Nationally, the big selling point for USMCA replacing the North American Free Trade Agreement was a retooling of auto manufacturing rules. U.S. automakers with operations in all three nations will have to use more parts made in North America. The pay of the workers making those parts also increases, a change that makes it less advantageous to shift auto manufacturing to Mexico.

The new trade agreement also sets terms for intellectual property and digital trade, which weren’t on the horizon when NAFTA was negotiated more than 26 years ago. NAFTA was initiated by the administration of President George H.W. Bush and finalized by Democratic President Bill Clinton in 1993.

But NAFTA was opposed by labor unions and the left-leaning agricultural groups alike. The trade agreement made it easier to relocate manufacturing jobs to cheaper markets, while also granting better U.S. access to beef, vegetables and other farm products from Canada and Mexico.

President Donald Trump made a 2016 campaign promise to get rid of NAFTA, which he called the worst deal ever. Congressional Republicans throughout the USMCA process recognized the new trade agreement was very similar to NAFTA. Senate Finance Committee Chairman Chuck Grassley, an Iowa Republican, referred to USMCA as “new NAFTA” when the Senate approved it in January.

Both Montana Sens. Steve Daines, a Republican, and Jon Tester, a Democrat, voted for USMCA.

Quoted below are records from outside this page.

PR #2955, opened 2026-08-12
refactor(Bernstein): name the iterated-derivative shift behind the Chafai density recursion

CBirkbeck:
`chafaiDensity_neg_derivWithin_pred` relates the Chafaï density of `-f'` at order `n-1` to that of
`f` at order `n`. Its forty-six lines are mostly arithmetic bookkeeping — factorials, powers of `t`,
and the sign `(-1)^(n-1)` versus `(-1)^n` — but ten of them proved a fact about iterated derivatives
that has nothing to do with densities, factorials or Chafaï.

That fact is now `iteratedDerivWithin_neg_derivWithin_succ` in
`TauCeti/Analysis/Calculus/IteratedDerivWithin.lean`: the `m`-th iterated derivative of `-f'` is
minus the `(m+1)`-st iterated derivative of `f`.

It is stated unconditionally, over an arbitrary set, in the `m` / `m+1` form rather than the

Montana’s sugar beet farmers also had a stake in USMCA. The industry is comprised of beet acres along the Yellowstone and Big Horn Rivers and sugar factories in Billings and Sidney. The Sweetener Users Association, a group of confectioners and candy companies who opposed the U.S. sugar quota system and advocated for more sugar imports, praised the increased sugar imports from Canada.